Legacy Document

Important: The information in this document is obsolete and should not be used for new development.

PATH Mac OS 8 and 9 Developer Documentation > Text Encoding Conversion Manager

Programming With the Text Encoding Conversion Manager

Packing Schemes for Multiple Character Sets

Packing schemes use a sequence of 8-bit values, so they are generally not suitable for mail (although they are often used on the Web). In these schemes, certain characters function as a local shift that controls the interpretation of the next 1-3 bytes.

The most well-known packing scheme is probably Shift-JIS, which was originally developed by Microsoft for use with MS-DOS. It includes the following:

The characters from JIS X0201, represented as single bytes, with same code points as in JIS X0201: 0x00-0x7F and 0xA1-0xDF.
The characters from JIS X0208, represented as 2 bytes, with the first byte in the range 0x81-0x9F or 0xE0-0xEF and the second byte in the range 0x40-0x7E or 0x80-0xFC.
Space for 2444 user-defined characters, represented as 2 bytes, with the first byte in the range 0xF0-0xFC, and the second byte in the range 0x40-0x7E or 0x80-0xFC.

The 2-byte units all begin with byte values that are not used for JIS X0201, so it is possible to distinguish them if the text is processed serially from the beginning of a buffer. However, the second bytes of 2-byte units use values that can be confused either with the first byte of a 2-byte unit or with a single-byte code point from JIS X0201; when pointing into an arbitrary location in the middle of Shift-JIS text, it may be impossible to determine character boundaries. Figure B-4 shows this with a somewhat pathological Shift-JIS byte sequence using only two different byte values (the corresponding character images are also shown).

Figure B-4 Shift-JIS byte sequence

Moreover, Shift-JIS contains multiple representations of the Katakana and basic Latin repertoires, which are available in 1-byte form via JIS X0201, and in 2-byte form via JIS X0208. Shift-JIS has a well-deserved reputation as a troublesome encoding scheme.

The EUC (Extended UNIX Code) packing schemes were originally developed for UNIX systems; they use units of 1 to 4 bytes.
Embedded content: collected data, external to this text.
PR #997, opened 2024-08-29
Fix docker push tag

JoshuaSBrown:
# Description

In installing a DataFed repo at Drexel, it was discovered that there were problems with the image containers. It turns out that the release CI pipelines were missing the :latest tag when pushing to the registry. This was causing the end-to-end tests to give false positives in the pipelines. It is fixed in the devel branch because the CI pipeline files were refactored. Merging this should cause the CI pipelines to reproduce the errors that Drexel and LeHigh were observing.

## Summary by Sourcery

Fix the CI pipeline to include the ':latest' tag when pushing Docker images to the registry, addressing issues with image versioning and ensuring accurate end-to-end test results.

CI:
- Add the ':latest' tag to Docker image pushes in the CI pipeline to ensure the latest version is correctly tagged and pushed to the registry.


JoshuaSBrown:
This was created off of a stale branch closing and opening a spearte branch with up to date commits.

PR #1014, opened 2024-10-28
ArangoDB script error behavior

JoshuaSBrown:
surround systemctl call with set +e and set -e to prevent incorrect erroring behavior

## Summary by Sourcery

Bug Fixes:
- Prevent script from exiting on non-zero exit code when checking the status of arangodb3.service.


JoshuaSBrown:
> Hey @JoshuaSBrown - I've reviewed your changes - here's some feedback:
> 
> **Overall Comments**:
> 
> * Consider using `systemctl is-active --quiet arangodb3.service` instead of temporarily disabling error checking. This is the preferred approach for scripting with systemctl.
> 

Setting --quiet does not do what we want because it doesn't output the "active" string that I am capturing and making descions on.

PR #1019, opened 2024-10-29
[CI] Add script to clean globus nodes and run

### LINKED ISSUE #1011: CI - Handle limits on number of nodes registered with Globus endpoint
# Description

Running globus connect server node setup several times in a row causes problems because there is a limit to the number of nodes that can be attached to a single Globus endpoint. 

It leads to the following error.

Error adding node key: Too many keys associated with endpoint.

# Acceptance

The CI runs successfully, before running the DataFed GCS instance the python certificate cleaning script is run. The DataFed GCS instance then runs without reporting the following problem.

Error adding node key: Too many keys associated with endpoint.

JoshuaSBrown:
Closes #1011


JoshuaSBrown:
@par-hermes format

PR #1032, opened 2024-11-04
Add a bit of debug context

theodore-s-beers:
I think it could be helpful to know at this point that what is being printed is the exit code of the preceding curl command. It should be 0, of course, but we saw another value (60) while troubleshooting an issue with an endpoint. It took me a while to figure out what it was referring to.

## Summary by Sourcery

Enhancements:
- Add context to debug output by specifying that the printed value is the curl command's exit code.


theodore-s-beers:
@JoshuaSBrown, should I add an entry to the changelog?

Issue #1053, opened 2024-11-07
[Foxx, CI] - Ensure CMake flag for running foxx tests is turned on


JoshuaSBrown:
# Description

To enable foxx tests the CMakeLists setting needs to be set.

# Acceptance

[ ] - Once the Foxx setup job runs the the cmake --test target will trigger the behavior to run the Foxx unit tests.

JoshuaSBrown:
#1031

JoshuaSBrown:
```bash
docker ps
CONTAINER ID   IMAGE                                                                       COMMAND                  CREATED         STATUS         PORTS     NAMES
2af867beeceb   camden.ornl.gov/datafed/foxx-1053-enable-foxx-tests-in-ci-pipeline:latest   "/bin/bash -c /dataf…"   7 seconds ago   Up 7 seconds             foxx-1053-enable-foxx-tests-in-ci-pipeline-2ae41dbb-pKB2UEDSd5
cloud@ci-datafed-globus2:~$ docker exec -it 2af867beeceb /bin/bash
root@2af867beeceb:/datafed/source# env | grep ENABLE
ENABLE_FOXX_TESTS=TRUE
root@2af867beeceb:/datafed/source# cat build/CMakeCache.txt | grep ENABLE
ENABLE_END_TO_END_API_TESTS:BOOL=OFF
ENABLE_END_TO_END_WEB_TESTS:BOOL=OFF
ENABLE_FOXX_TESTS:BOOL=True
ENABLE_UNIT_TESTS:BOOL=ON
root@2af867beeceb:/datafed/source#
```

PR #1054, opened 2024-11-07
1053 enable foxx tests in ci pipeline

JoshuaSBrown:
#1053

### DIFF
--- a/.gitlab/end_to_end.yml
+++ b/.gitlab/end_to_end.yml
@@ -45,6 +45,7 @@ end-to-end-foxx-setup:
     - echo "docker run -d \\" >> "${RUN_FILE}"
     - echo "--name \"foxx-${BRANCH_LOWER}-${CI_COMMIT_SHORT_SHA}-${random_string}\" \\" >> "${RUN_FILE}"
     - echo "-e DATAFED_ZEROMQ_SYSTEM_SECRET=\"$CI_DATAFED_ZEROMQ_SYSTEM_SECRET\" \\" >> "${RUN_FILE}"
+    - echo "-e ENABLE_FOXX_TESTS=\"TRUE\" \\" >> "${RUN_FILE}"
     - echo "-e DATAFED_DOMAIN=\"$CI_DATAFED_DOMAIN\" \\" >> "${RUN_FILE}"
     - echo "-e DATAFED_DATABASE_PASSWORD=\"$CI_DATAFED_DATABASE_PASSWORD\" \\" >> "${RUN_FILE}"
     - echo "-e DATAFED_DATABASE_IP_ADDRESS_PORT=\"$CI_DATAFED_DATABASE_IP_ADDRESS_PORT\" \\" >> "${RUN_FILE}"
--- a/CMakeLists.txt
+++ b/CMakeLists.txt
@@ -35,6 +35,8 @@ setting is turned on DataFed will build it's libraries as shared and try to
 link to shared libraries." OFF)
 OPTION(ENABLE_END_TO_END_API_TESTS "Enable end-to-end API testing" FALSE) 
 OPTION(ENABLE_END_TO_END_WEB_TESTS "Enable end-to-end web testing with Playwright" FALSE)
+OPTION(ENABLE_FOXX_TESTS "Enable Foxx testing, off by default because it
+  will overwrite the test database." FALSE)
 
 set(INSTALL_REPO_SERVER ${BUILD_REPO_SERVER})
 set(INSTALL_AUTHZ ${BUILD_AUTHZ})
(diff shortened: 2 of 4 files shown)


.gitlab/end_to_end.yml
```diff
@@ -45,6 +45,7 @@ end-to-end-foxx-setup:
     - echo "docker run -d \\" >> "${RUN_FILE}"
     - echo "--name \"foxx-${BRANCH_LOWER}-${CI_COMMIT_SHORT_SHA}-${random_string}\" \\" >> "${RUN_FILE}"
     - echo "-e DATAFED_ZEROMQ_SYSTEM_SECRET=\"$CI_DATAFED_ZEROMQ_SYSTEM_SECRET\" \\" >> "${RUN_FILE}"
+    - echo "-e ENABLE_FOXX_TESTS=\"TRUE\" \\" >> "${RUN_FILE}"
```
AronPerez, line 48: So I understand the context, Foxx tests involve `ArangoDB` (looking at [test_foxx.sh](https://github.com/ORNL/DataFed/blob/9e9beda91bc29409673ca0bfe3f3e07cc4ebc941/core/database/tests/test_foxx.sh#L107))?

docker/entrypoint_foxx.sh
```diff
@@ -33,17 +33,32 @@ then
...
+      -DBUILD_REPO_SERVER=False   \
+      -DBUILD_COMMON=False        \
+      -DBUILD_AUTHZ=False         \
+      -DBUILD_CORE_SERVER=False   \
+      -DBUILD_WEB_SERVER=False    \
+      -DBUILD_DOCS=False          \
+      -DBUILD_PYTHON_CLIENT=False \
+      -DBUILD_FOXX=True           \
+      -DINSTALL_FOXX=True
+  fi
```
AronPerez, line 61: if `-DENABLE_FOXX_TESTS=True` is the only difference between `ENABLE_FOXX_TESTS` being true and false, can you do something like this with an inplace variable update?


```shell
cmake_options="-S. -B build \
  -DBUILD_REPO_SERVER=False   \
  -DBUILD_COMMON=False        \
  -DBUILD_AUTHZ=False         \
  -DBUILD_CORE_SERVER=False   \
  -DBUILD_WEB_SERVER=False    \
  -DBUILD_DOCS=False          \
  -DBUILD_PYTHON_CLIENT=False \
  -DBUILD_FOXX=True           \
  -DINSTALL_FOXX=True"

if [ "$ENABLE_FOXX_TESTS" == "TRUE" ]; then
  cmake_options="$cmake_options -DENABLE_FOXX_TESTS=True"
fi

"${DATAFED_DEPENDENCIES_INSTALL_PATH}/bin/cmake" $cmake_options
```

AronPerez (commented):
Looking good, some context questions around:
1. Foxx tests involve ArangoDB (looking at [test_foxx.sh](https://github.com/ORNL/DataFed/blob/9e9beda91bc29409673ca0bfe3f3e07cc4ebc941/core/database/tests/test_foxx.sh#L107))?
2. Overwriting the test database..?

Question around simplifying code:
1.  Setting flags on `"${DATAFED_DEPENDENCIES_INSTALL_PATH}/bin/cmake" -S. -B build`

CMakeLists.txt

EUC-JP (Japanese) combines JIS-Roman, the JIS X0201 Katakana and related punctuation, JIS X0208, and JIS X0212:

Character Set	Range of Corresponding EUC Sequence
JIS-Roman	0x21-0x7E (same as JIS-Roman code point)
JIS X0208	0xA1A1-0xFEFE (X0208 code point + 0x8080)
JIS X0201, Katakana, etc.	0x8EA1-0x8EDF (0x8E, then X0201 code point)
JIS X0212	0x8FA1A1-0x8FFEFE (0x8F, then X0212 code point + 0x8080)

EUC-CN (simplified Chinese) combines ASCII, GB 2312 (adds 0x8080 to GB code point)
EUC-KR (Korean) combines ASCII, KSC 5601-1987 (adds 0x8080 to KSC code point)
EUC-TW (traditional Chinese) combines ASCII and all 16 planes of CNS 11643-1992. The 16 planes are encoded as 0x8E, then the plane number + 0xA0, then the CNS code point + 0x8080. In addition, Plane 1 is redundantly encoded as simply the CNS code point + 0x8080.

The Big 5 encoding is a special case. This is not a national standard, but a de facto encoding used for traditional Chinese. It combines ASCII--represented as 1-byte units--with 2-byte units that represent Hanzi, CJK punctuation and symbols, and other characters. There is no separate specification for the set of characters represented by the 2-byte units, although the Hanzi repertoire matches the CNS 11643 Plane 1 repertoire. For the 2-byte units, the first byte is in the range 0xA1-0xFE, and the second byte is in the range 0x40-0x7E or 0xA1-0xFE.

The acronym MBCS (multi-byte character set) is used for encoding schemes that mix character units of different byte lengths (as in the packing schemes mentioned above), in contrast to SBCS (single-byte character set). The acronym DBCS (double-byte character set) is sometimes used for pure two-byte encodings such as JIS X0208, and sometimes used synonymously with MBCS.